**Work order**
Repeat the whole listing exactly.

(Exercise inputs)

PR #258, opened 2023-02-17
[API-24383] - Update how credentials payload key is constructed

gileswells:
https://vajira.max.gov/browse/API-24383

Oauth ACG signups aren't properly setting the credentials property in the Okta payload. This is a legacy bug from the migration form `developer-portal-backend` to `lighthouse-platform-backend` which was recently uncovered.

### DIFF
--- a/app/services/okta/base_service.rb
+++ b/app/services/okta/base_service.rb
@@ -138,6 +138,17 @@ module Okta
       "#{consumer_name(user)}-#{Time.now.to_i}#{lower_env? ? '-dev' : ''}"
     end
 
+    def construct_credentials(application_type)
+      if %w[web service].include? application_type
+        { oauthClient: {
+          autoKeyRotation: true,
+          token_endpoint_auth_method: application_type == 'web' ? 'client_secret_basic' : 'private_key_jwt'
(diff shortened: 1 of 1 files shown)


jw81 (approved):

app/services/okta/base_service.rb
```diff
@@ -138,6 +138,17 @@ def construct_label(user)
       "#{consumer_name(user)}-#{Time.now.to_i}#{lower_env? ? '-dev' : ''}"
     end
 
+    def construct_credentials(application_type)
```
jw81, line 141: Just double-checking, but we're guaranteed that `application_type` will always be present and will always be a value of `web`, `service`, or `native`?

gileswells: It is an optional field for the actual post request from dev portal an ACG signup `key: oAuthApplicationType, values: ['web', 'native']`. That being said, if it gets to this point in the flow then it has already been determined that it is at least an oauth signup request and if it's a CCG signup request it will hard set it as `service` when calling the `construct_credentials` method.

andresriveratoro (approved):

(End Exercise inputs)

**Answer section**
PR #258, opened 2023-02-17
[API-24383] - Update how credentials payload key is constructed

gileswells:
https://vajira.max.gov/browse/API-24383

Oauth ACG signups aren't properly setting the credentials property in the Okta payload. This is a legacy bug from the migration form `developer-portal-backend` to `lighthouse-platform-backend` which was recently uncovered.

### DIFF
--- a/app/services/okta/base_service.rb
+++ b/app/services/okta/base_service.rb
@@ -138,6 +138,17 @@ module Okta
       "#{consumer_name(user)}-#{Time.now.to_i}#{lower_env? ? '-dev' : ''}"
     end
 
+    def construct_credentials(application_type)
+      if %w[web service].include? application_type
+        { oauthClient: {
+          autoKeyRotation: true,
+          token_endpoint_auth_method: application_type == 'web' ? 'client_secret_basic' : 'private_key_jwt'
(diff shortened: 1 of 1 files shown)


jw81 (approved):

app/services/okta/base_service.rb
```diff
@@ -138,6 +138,17 @@ def construct_label(user)
       "#{consumer_name(user)}-#{Time.now.to_i}#{lower_env? ? '-dev' : ''}"
     end
 
+    def construct_credentials(application_type)
```
jw81, line 141: Just double-checking, but we're guaranteed that `application_type` will always be present and will always be a value of `web`, `service`, or `native`?

gileswells: It is an optional field for the actual post request from dev portal an ACG signup `key: oAuthApplicationType, values: ['web', 'native']`. That being said, if it gets to this point in the flow then it has already been determined that it is at least an oauth signup request and if it's a CCG signup request it will hard set it as `service` when calling the `construct_credentials` method.

andresriveratoro (approved):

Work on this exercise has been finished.